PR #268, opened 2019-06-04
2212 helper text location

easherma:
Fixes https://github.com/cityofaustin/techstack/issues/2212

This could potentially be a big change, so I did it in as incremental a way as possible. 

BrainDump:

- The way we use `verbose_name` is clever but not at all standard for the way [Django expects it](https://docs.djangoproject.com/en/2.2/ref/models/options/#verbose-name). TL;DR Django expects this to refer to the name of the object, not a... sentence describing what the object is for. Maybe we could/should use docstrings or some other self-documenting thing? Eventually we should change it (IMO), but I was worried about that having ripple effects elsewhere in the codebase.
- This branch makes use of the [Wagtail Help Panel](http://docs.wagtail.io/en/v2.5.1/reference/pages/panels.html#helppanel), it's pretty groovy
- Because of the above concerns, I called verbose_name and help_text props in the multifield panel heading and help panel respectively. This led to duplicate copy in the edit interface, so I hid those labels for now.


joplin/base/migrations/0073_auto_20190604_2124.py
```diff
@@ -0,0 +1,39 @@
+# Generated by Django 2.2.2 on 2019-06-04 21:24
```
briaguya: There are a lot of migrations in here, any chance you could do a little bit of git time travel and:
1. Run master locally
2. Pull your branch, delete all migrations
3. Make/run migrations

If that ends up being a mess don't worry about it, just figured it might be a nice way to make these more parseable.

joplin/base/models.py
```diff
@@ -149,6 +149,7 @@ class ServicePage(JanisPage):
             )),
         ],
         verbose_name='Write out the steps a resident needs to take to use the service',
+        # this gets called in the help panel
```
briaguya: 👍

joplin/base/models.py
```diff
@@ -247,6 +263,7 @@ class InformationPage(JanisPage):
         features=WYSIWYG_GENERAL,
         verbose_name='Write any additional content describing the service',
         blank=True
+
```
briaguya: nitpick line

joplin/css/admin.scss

----------

_Activity_: Each line in the entries above that includes the string "https" should be extracted.

_Written solution_:
Fixes https://github.com/cityofaustin/techstack/issues/2212
- The way we use `verbose_name` is clever but not at all standard for the way [Django expects it](https://docs.djangoproject.com/en/2.2/ref/models/options/#verbose-name). TL;DR Django expects this to refer to the name of the object, not a... sentence describing what the object is for. Maybe we could/should use docstrings or some other self-documenting thing? Eventually we should change it (IMO), but I was worried about that having ripple effects elsewhere in the codebase.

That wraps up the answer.